人は、皆、誰でも、得手、不得手があるのです。

私は、小学校の時の文集にデザイナーになりたいと書いて、
その道に突き進み、今もフリーで仕事を続けていますが、
会社に所属していた時は、自分の苦手な事は、苦手です!と
はっきり言って、苦手な部分は、他の人に助けてもらってました。

苦手な事とは、ずばり!文字校正です。
タウン誌やカタログなど、ページものの校正ミスで
昔、ボーナスを飛ばしたことがありました。
編集の仕事は、いろんな仕事の中でも取り分けキツイ仕事で、
タイトな時間スケジュールで、徹夜徹夜の連続でやる事はてんこもり。
ただでさえ、注意力の欠落している自分は、必ず、見落とす
という自信がありました。

なので、どうしてもやれと言われれば、やるが、自分は
この点だけは、どう頑張っても、ミスを防げない。
その分、他の仕事をやったほうが効率がよいと思うし、
助けてもらいたい、考えて欲しいと、交渉しました。

交渉の結果、校正の作業は他のメンバーがやってくれる事になりました。

苦手な事を、何倍も時間と労力を掛けて、挙句、間違えてしまう
よりも、得意な部分でカバーしたほうが精神的に楽ですし、会社も
全体の仕事が効率的に動くので助かるでしょう。

皆も、もも母だから、仕方ないなぁーといった暗黙の了解で
いつも助けてくれました。

その分、私は、他の仕事をこなし、成果もあげれました。
win win な結果が出せたので、上司も何も言いませんでした。

仕事を上手く、まわすというのは、出来ない部分に固執せず、
時に、ぱっと切り捨てて、任せるという事も重要になってきます。

特に大きな組織では、上にいくほど、いかに頭を使って、
人を使って、仕事をまわすか?というところに集約されていくと
思います。

困難をクリアしていく事も、仕事の上での楽しみのひとつでもあります。
制約度、難易度が高いほど、アイデアが沸いてくるものです。
どうせやらなければいけない事だとしたら、楽しんだほうが得な気がします。

皆、得意、不得意はあります。

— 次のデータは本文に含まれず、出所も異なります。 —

Issue #536, opened 2019-06-03
Add Update mechanism to conformance tests


ruhatch:
## Background

The conformance tests currently include Delegation and UTxO payload, but not the update mechanism. We need to wait for reasonable valid generators for the update mechanism to be added before we can elaborate and tests chains including them.

## Proposed Solution

Once generators for update mechanism are defined, update the elaboration code to do full update mechanism elaboration, and then add the update mechanism to the chain tests. Fix up any errors that result from this.

PR #574, opened 2019-07-15
Elaborate update payload

dnadales:
- Add elaborators for the update payload
- Fix the errors caused by updates in the executable specs

Part of #536

### DIFF
--- a/cardano-ledger/src/Cardano/Chain/Update/ProtocolParametersUpdate.hs
+++ b/cardano-ledger/src/Cardano/Chain/Update/ProtocolParametersUpdate.hs
@@ -38,7 +38,7 @@ data ProtocolParametersUpdate = ProtocolParametersUpdate
   , ppuHeavyDelThd       :: !(Maybe LovelacePortion)
   , ppuUpdateVoteThd     :: !(Maybe LovelacePortion)
   , ppuUpdateProposalThd :: !(Maybe LovelacePortion)
-  , ppuUpdateImplicit    :: !(Maybe SlotNumber)
+  , ppuUpdateProposalTTL :: !(Maybe SlotNumber)
   , ppuSoftforkRule      :: !(Maybe SoftforkRule)
   , ppuTxFeePolicy       :: !(Maybe TxFeePolicy)
   , ppuUnlockStakeEpoch  :: !(Maybe EpochNumber)
@@ -73,7 +73,7 @@ instance B.Buildable ProtocolParametersUpdate where
     (ppuHeavyDelThd ppu)
     (ppuUpdateVoteThd ppu)
     (ppuUpdateProposalThd ppu)
-    (ppuUpdateImplicit ppu)
+    (ppuUpdateProposalTTL ppu)
     (ppuSoftforkRule ppu)
     (ppuTxFeePolicy ppu)
     (ppuUnlockStakeEpoch ppu)
@@ -97,7 +97,7 @@ instance ToCBOR ProtocolParametersUpdate where
       <> toCBOR (ppuHeavyDelThd ppu)
       <> toCBOR (ppuUpdateVoteThd ppu)
       <> toCBOR (ppuUpdateProposalThd ppu)
-      <> toCBOR (ppuUpdateImplicit ppu)
+      <> toCBOR (ppuUpdateProposalTTL ppu)
       <> toCBOR (ppuSoftforkRule ppu)
       <> toCBOR (ppuTxFeePolicy ppu)
       <> toCBOR (ppuUnlockStakeEpoch ppu)
@@ -133,7 +133,7 @@ empty = ProtocolParametersUpdate
   , ppuHeavyDelThd      = Nothing
   , ppuUpdateVoteThd    = Nothing
   , ppuUpdateProposalThd = Nothing
-  , ppuUpdateImplicit   = Nothing
+  , ppuUpdateProposalTTL   = Nothing
   , ppuSoftforkRule     = Nothing
   , ppuTxFeePolicy      = Nothing
   , ppuUnlockStakeEpoch = Nothing
@@ -159,7 +159,7 @@ apply ppu pp = ProtocolParameters
   , ppUpdateProposalThd = fromMaybe
     (ppUpdateProposalThd pp)
     (ppuUpdateProposalThd ppu)
-  , ppUpdateProposalTTL = fromMaybe (ppUpdateProposalTTL pp) (ppuUpdateImplicit ppu)
+  , ppUpdateProposalTTL = fromMaybe (ppUpdateProposalTTL pp) (ppuUpdateProposalTTL ppu)
   , ppSoftforkRule      = fromMaybe (ppSoftforkRule pp) (ppuSoftforkRule ppu)
   , ppTxFeePolicy       = fromMaybe (ppTxFeePolicy pp) (ppuTxFeePolicy ppu)
   , ppUnlockStakeEpoch  = fromMaybe
--- a/cardano-ledger/test/Test/Cardano/Chain/Block/Model.hs
+++ b/cardano-ledger/test/Test/Cardano/Chain/Block/Model.hs
@@ -27,7 +27,17 @@ import Cardano.Prelude hiding (trace, State)
 import Test.Cardano.Prelude
 
 import Control.Lens ((^.))
-import Hedgehog (MonadTest, PropertyT, collect, evalEither, forAll, property)
+import qualified Data.Set as Set
+import Data.Word (Word64)
+import Hedgehog
+  ( MonadTest
+  , PropertyT
+  , collect
+  , evalEither
+  , footnote
+  , forAll
+  , property
+  )
 
 import Cardano.Chain.Block
   ( BlockValidationMode (..)
@@ -36,8 +46,8 @@ import Cardano.Chain.Block
   , initialChainValidationState
   , updateBlock
   )
+import Cardano.Chain.Common (unBlockCount)
 import qualified Cardano.Chain.Genesis as Genesis
-import qualified Cardano.Chain.UTxO as Concrete
 import Cardano.Chain.ValidationMode
   (ValidationMode, fromBlockValidationMode)
 import Cardano.Spec.Chain.STS.Rule.Chain (CHAIN)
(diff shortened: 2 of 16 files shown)


cardano-ledger/test/Test/Cardano/Chain/Elaboration/Block.hs
```diff
@@ -112,28 +145,56 @@ elaborate txIdMap config dCert st ab =
...
+    = fmap (identity &&& elaborateUpdateProposal pm)
+    $ Abstract._bUpdProp
+    $ Abstract._bBody abstractBlock
+
+  proposalsIdMap' :: Map Abstract.Update.UpId Update.UpId
+  proposalsIdMap' = maybe proposalsIdMap addUpdateProposalId maybeProposals
+    where
+      addUpdateProposalId (abstractProposal, concreteProposal) =
+        -- TODO: check whether this is the right way of getting a proposal id.
+        -- UTxO uses 'hashDecoded' instead
```
dnadales: @ruhatch ? :arrow_up:

cardano-ledger/src/Cardano/Chain/Update/ProtocolParametersUpdate.hs
```diff
@@ -38,7 +38,7 @@ data ProtocolParametersUpdate = ProtocolParametersUpdate
   , ppuHeavyDelThd       :: !(Maybe LovelacePortion)
   , ppuUpdateVoteThd     :: !(Maybe LovelacePortion)
   , ppuUpdateProposalThd :: !(Maybe LovelacePortion)
-  , ppuUpdateImplicit    :: !(Maybe SlotNumber)
+  , ppuUpdateImplicit    :: !(Maybe SlotNumber) -- TODO: this should be named 'ppUpdateImplicit'
```
ruhatch: I think TODO is wrong, the name looks fine to me (while there's still prefixes here anyway)

cardano-ledger/test/Test/Cardano/Chain/Block/Model.hs
```diff
@@ -67,43 +85,60 @@ tests = $$discoverPropArg
 ts_prop_generatedChainsAreValidated :: TSProperty
 ts_prop_generatedChainsAreValidated =
   withTestsTS 100 $ property $ do
-    tr <- forAll $ trace @CHAIN 100
-    classifyTraceLength tr 100 50
+    let (traceLength, step) = (100 :: Word64, 10 :: Word64)
```
ruhatch, line 88: I find this slightly confusing - why not use two lines for two bindings?

cardano-ledger/test/Test/Cardano/Chain/Delegation/Model.hs
```diff
@@ -12,13 +12,17 @@ where
 
 import Cardano.Prelude
```
ruhatch, line 13: Maybe we should be chucking this file now?

cardano-ledger/test/Test/Cardano/Chain/Elaboration/Block.hs
```diff
@@ -57,30 +65,54 @@ import Cardano.Chain.Common
...
 import Test.Cardano.Chain.UTxO.Model (elaborateTxWitnesses)
 import qualified Test.Cardano.Crypto.Dummy as Dummy
 
 
+data AbstractToConcreteIdMaps = AbstractToConcreteIdMaps
+  { transactionIds :: !(Map Abstract.TxId UTxO.TxId)
+  , proposalIds :: !(Map Abstract.Update.UpId Update.UpId)
+  } deriving (Eq, Show)
+
+instance Semigroup AbstractToConcreteIdMaps where
```
ruhatch, line 85: Is this something you could derive?

cardano-ledger/test/Test/Cardano/Chain/Elaboration/Block.hs
```diff
@@ -57,30 +65,54 @@ import Cardano.Chain.Common
...
+  (AbstractToConcreteIdMaps tids0 pids0) <> (AbstractToConcreteIdMaps tids1 pids1) =
+    AbstractToConcreteIdMaps (tids0 <> tids1) (pids0 <> pids1)
+
+instance Monoid AbstractToConcreteIdMaps where
```
ruhatch, line 89: Same with this, looks pretty derivable

cardano-ledger/test/Test/Cardano/Chain/Elaboration/Block.hs
```diff
@@ -112,28 +145,56 @@ elaborate txIdMap config dCert st ab =
...
-    ab
+    abstractBlock
       ^.. (Abstract.bBody . Abstract.bDCerts . traverse . to
             (elaborateDCert pm)
           )
 
   (txPayload, txIdMap') = first (fmap void) $ elaborateTxWitnesses
     txIdMap
-    (reverse $ ab ^. Abstract.bBody . Abstract.bUtxo)
+    (reverse $ abstractBlock ^. Abstract.bBody . Abstract.bUtxo)
```
ruhatch, line 159: Didn't someone fix this so we don't have to reverse anymore?

ruhatch: Maybe we need to update the ledger specs version

cardano-ledger/test/Test/Cardano/Chain/Elaboration/Block.hs
```diff
@@ -112,28 +145,56 @@ elaborate txIdMap config dCert st ab =
...
+
+  updatePayload :: Update.APayload ()
+  updatePayload =
+    Update.APayload
+      ( fmap snd maybeProposals )
```
ruhatch: This indentation and spacing is kind of confusing

cardano-ledger/test/Test/Cardano/Chain/Elaboration/Block.hs
ruhatch: You could use `hashDecoded`, but you'd have to change the `elaborateUpdateProposal` return type to an `AProposal`. Either would be fine really.

cardano-ledger/test/Test/Cardano/Chain/Elaboration/Update.hs
```diff
@@ -47,3 +61,110 @@ elaboratePParams pps = Concrete.ProtocolParameters
...
+    (fromIntegral major)
+    (fromIntegral minor)
+    (fromIntegral alternative)
+
+elaborateSoftwareVersion
+  :: Abstract.SwVer
+  -> Concrete.SoftwareVersion
+elaborateSoftwareVersion _ = Concrete.SoftwareVersion applicationName applicationVersion
+  where
+    -- TODO: there is no software version in the abstract block!
```
ruhatch: You could still implement this elaborator and then pass in `Abstract.SwVer` that's hardcoded

cardano-ledger/test/Test/Cardano/Chain/Elaboration/Update.hs
```diff
@@ -47,3 +61,110 @@ elaboratePParams pps = Concrete.ProtocolParameters
...
+  , Proposal.softwareVersion =
+      elaborateSoftwareVersion $ Abstract._upSwVer proposal
+  , Proposal.metadata =
+      Map.fromList $ zip systemTags systemHashes
+  }
+  where
+    systemTags = fmap elaborateSystemTag $ Set.toList $ Abstract._upSTags proposal
+    -- TODO: we might need different hashes here, which means that either the
+    -- elaborators should be able to generate random data, or the abstract
+    -- update payload should include (an abstract version of) these hashes.
```
ruhatch, line 119: Yeah, you could just include `ByteString`s in the abstract block and then we can hash those here

cardano-ledger/test/Test/Cardano/Chain/Elaboration/Update.hs
```diff
@@ -47,3 +61,110 @@ elaboratePParams pps = Concrete.ProtocolParameters
...
+    systemHashes = repeat $ Concrete.InstallerHash $ coerce $ H.hash ("" :: ByteString)
+
+-- | Convert a 'ProtocolParameters' value to a 'ProtocolParametersUpdate'
+--
+-- TODO: in the spec we do not use maybe fields, so we might want to remove
```
ruhatch: In the formal specs we use a map `Ppm |-> Value`, which is isomorphic to this record with `Maybe` values. It's only in the executable spec that we use a whole `ProtocolParameters`-esque record for the update. I think we should think more about how we're doing it there, rather than removing anything here.

ruhatch (approved):
LGTM, just a few small things

cardano-ledger/test/Test/Cardano/Chain/Block/Model.hs
dnadales: I guess to me it made sense to have them in a tuple since trace length and step are related (if you change the trace length you might want to change the step as well, since otherwise you might end up with too many or too few intervals). Should I make two bindings?

cardano-ledger/test/Test/Cardano/Chain/Delegation/Model.hs
dnadales: Hmmm, but don't we want a test that checks that generated valid delegation chains are valid according to our concrete validation?

cardano-ledger/test/Test/Cardano/Chain/Elaboration/Block.hs
dnadales: No, this isn't fixed yet.

cardano-ledger/test/Test/Cardano/Chain/Elaboration/Block.hs
dnadales: Hmmm, how could you derive this? This isn't a `newtype`. Are there any strategies I could use? I guess `DertiveAnyClass` is not what I want...

cardano-ledger/test/Test/Cardano/Chain/Elaboration/Block.hs
dnadales: This is a task in the next iterations. Maybe I should convert it to an issue and put it in the backlog ...

cardano-ledger/test/Test/Cardano/Chain/Elaboration/Block.hs
dnadales: Ups, there was a space too many. What about:

```haskell
    Update.APayload
      (fmap snd maybeProposals)
      (fmap (elaborateVote pm proposalsIdMap')
      $ Abstract._bUpdVotes
      $ Abstract._bBody abstractBlock
      )
      ()
```

Otherwise I don't know how can I make this less confusing. If we avoid multiline parameters then I don't know how can we avoid long lines :scream:

cardano-ledger/test/Test/Cardano/Chain/Elaboration/Update.hs
dnadales: Yup. I just did that. Thanks.

cardano-ledger/test/Test/Cardano/Chain/Elaboration/Update.hs
dnadales: Right. So we should generate the hashes in the abstract blocks right?

cardano-ledger/test/Test/Cardano/Chain/Delegation/Model.hs
ruhatch: Oh, right, I thought we reactivated the Trace version of this?

cardano-ledger/test/Test/Cardano/Chain/Elaboration/Block.hs
ruhatch: Yeah, `DeriveGeneric` and `DeriveAnyClass` are exactly what you want ;)

cardano-ledger/test/Test/Cardano/Chain/Elaboration/Block.hs
ruhatch: Yeah, that's better :)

どんなに頑張っても上手くできない事が
ひとつやふたつ、あると思います。

出来ないからと、諦めたりする前に、視点を変えて対策を考える癖を
つけておくと、いろんな場面で、助かると思います。
それには、まず、困り過ぎない!事ですね。

そういう事は、ももには難しいのかなとも思いますが、
出来ない、わからないで停止してしまわずに、誰かに教えて下さい。
助けてくださいと。言えるスキルを見に付けてもらいたいと思っています。

しかも、これは、生きること、全般に関る大事なスキルでもあります。

すぐに否定されたと思って、パニックにならない。
自分を閉ざす事で守るという間違いをおこさない。

ももの道のりは、遠い。。。。

☆以前、書いた記事をアップしました。
就労シリーズに後でまとめ直そうと思います。